When asked about the doctors involved in Colangelo’s clinics, Ferrer said they were not charged, but the investigation is ongoing. He expects charges to come against owners and employees at other clinics.
“We aren’t here to second guess medical judgment,” Ferrer said. “We are here to prosecute doctors and clinics who are really drug dealers hiding behind a medical license.”
Trouville said that seven doctors voluntarily gave up their DEA licenses Wednesday. He added that four pain medication distributors were shut down because they should have known the amount of drugs they were selling to doctors was not realistic.
At the same time, the Palm Beach County State Attorney’s Office filed charges against 11 people in connection to seven pain clinics. The charges include racketeering, trafficking in oxycodone and money laundering.
Six of those arrests were connected to North Palm Beach Pain Management in Lake Park: owners Anthony Laterza and Donna Palemire; Dr. Carlos Gonzalez Jr.; nurse Betsy Sanchez; and physician assistants Derrick Davis and Martine Lifleur. The allegations include that Gonzalez would pre-sign prescriptions so the staff could issue them to patients without him seeing them.
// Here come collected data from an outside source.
PR #20974, opened 2025-05-15
feat: add BaseMetadataObject

vietnguyen:
This pull request refactors metadata-related classes in the DHIS2 codebase to improve code reuse and simplify translation handling. The changes include introducing a new base class for metadata objects, embedding translation properties, and refactoring existing classes to extend the new base class.

### Refactoring Metadata Classes

* **Introduction of `BaseMetadataObject`**: Created a new base class, `BaseMetadataObject`, to centralize common metadata properties such as `uid`, `created`, `lastUpdated`, `createdBy`, and `lastUpdatedBy`. Classes like `CategoryCombo` and `OptionSet` now extend this base class, reducing code duplication. 
* BaseMetadataObject will have `@MappedSuperClass` meaning all properties must be mapped to a database column, no exception. Hence, all classes extending this new base class must also map those properties to columns in corresponding database table.

### Translation Handling Improvements

* **Embedded `TranslationProperty`**: Replaced the direct handling of translations in `CategoryCombo` with a new embedded `TranslationProperty` class. This encapsulates translation-related logic, such as caching and locale-based retrieval, and maps translations to a JSONB column in the database.

### Class-Specific Changes

* **Refactoring `CategoryCombo`**: Updated `CategoryCombo` to extend `BaseMetadataObject`, removed redundant properties, and integrated `TranslationProperty` for handling translations. 
* **Refactoring `OptionSet`**: Updated `OptionSet` to extend `BaseMetadataObject`, removing duplicate metadata properties like `uid`, `created`, and `lastUpdated`.

### Test
- Add tests in `SchemaServiceTest` and `TranslationServiceTest` to make sure the  `translations` property work as expected.


dhis-2/dhis-api/src/main/java/org/hisp/dhis/common/BaseMetadataObject.java
```diff
@@ -0,0 +1,70 @@
...
+  @Column(name = "lastUpdated", nullable = false)
+  @Temporal(TemporalType.TIMESTAMP)
+  protected Date lastUpdated;
+
+  @ManyToOne
+  @JoinColumn(name = "lastupdatedby", foreignKey = @ForeignKey(name = "fk_lastupdateby_userid"))
+  protected User lastUpdatedBy;
+
+  @ManyToOne(fetch = FetchType.LAZY)
+  @JoinColumn(name = "userid", foreignKey = @ForeignKey(name = "fk_categorycombo_userid"))
```
david-mackessy: foreign key is `fk_categorycombo_userid`, which might work for category combo. Will every other metadata object need a key here as well? Or will a generic foreign key work for all?

dhis-2/dhis-api/src/main/java/org/hisp/dhis/option/OptionSet.java
```diff
@@ -113,31 +111,17 @@
 @Setter
 @Entity
 @Table(name = "optionset")
-public class OptionSet implements IdentifiableObject, VersionedObject, MetadataObject {
+public class OptionSet extends BaseMetadataObject
+    implements IdentifiableObject, VersionedObject, MetadataObject {
```
david-mackessy: If BaseMetadataObject implements MetadataObject, do we still need to add the implements MetadataObject here as well?

dhis-2/dhis-api/src/main/java/org/hisp/dhis/common/BaseMetadataObject.java
david-mackessy: The BaseMetadataObject probably shouldn't know about any other child class extending it (category combo in this case).

dhis-2/dhis-api/src/main/java/org/hisp/dhis/category/CategoryCombo.java
```diff
@@ -573,30 +537,27 @@ public void setOwner(String ownerId) {
...
-    return translations;
+    return translations.getTranslations();
   }
 
-  /** Clears out cache when setting translations. */
   @Override
-  public void setTranslations(Set<Translation> translations) {
-    this.translationCache.clear();
-    this.translations = translations;
+  public int compareTo(@Nonnull IdentifiableObject o) {
```
jbee: This stripes me as odd, comparing `CategoryCombo` objects should not just be based on their `displayName`. If such comparison is used somewhere that code belongs to that context but not here as the default order. I also find it odd that it seems to implement `Comparable<IdentifiableObject>` and not `Comparable<CategoryCombo>`.

dhis-2/dhis-api/src/main/java/org/hisp/dhis/common/BaseMetadataObject.java
jbee: Yes, good points, we either have to unify the naming to be independent of the table or this has to be duplicated in all objects because the FK name is individual.

dhis-2/dhis-api/src/main/java/org/hisp/dhis/option/OptionSet.java
jbee: We should not, the IDE does have a warning for it as well.

jbee (approved):
Some small things to sort out with the compare and FK naming but generally good to go.

dhis-2/dhis-api/src/main/java/org/hisp/dhis/category/CategoryCombo.java
david-mackessy: Good spot, there is already an `equals` method in this class for comparisons ([backed by tests](#19803)).
I wonder is this a weird legacy hack being kept alive? Could we get rid of it?
Where does this method get called from?

dhis-2/dhis-api/src/main/java/org/hisp/dhis/common/BaseMetadataObject.java
vietnguyen: The foreign key is optional here. We can remove it. If not specify then hibernate will auto generate a name for the foreign key. It is used by hibernate for generating DDL, which in our project only used in h2 tests.

dhis-2/dhis-api/src/main/java/org/hisp/dhis/option/OptionSet.java
vietnguyen: Fixed

dhis-2/dhis-api/src/main/java/org/hisp/dhis/category/CategoryCombo.java
vietnguyen: I move this compareTo method to a default method in the interface IdentifiableObject. will need to investigate and remove it in another PR.

david-mackessy (approved):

At Delray Pain Management, the Palm Beach County Sheriff arrested Dr. Zvi Harry Perper (son of Broward County Medical Examiner Joshua Perper), physician assistant Mitchell Arin Cohen and Kent Arthur Murry, the leaseholder of the building. Murry is accused of “doctor shopping” – visiting multiple physicians over a four-year period to obtain thousands of pain pills.
The Palm Beach County State Attorney’s Office also filed charges against Dr. Robert Eugene Elessar of 45th Street Medical in Lake Worth and Dr. Angelo Pace of West Palm Beach Medical.
Meanwhile, the Miami-Dade County State Attorney’s Office arrested Dr. Jeffrey Lipman, of Midtown Miami Medical Group, on charges of illegally dispensing narcotics. The complaint alleged that he ordered 288,560 dose units of oxycodone in the first seven months of 2010. That was 10 times the national average for a physician.
“If you are working in a pill mill, we have probably bought dope from you and we are probably coming to see you soon,” Trouville said, referring to the undercover operation.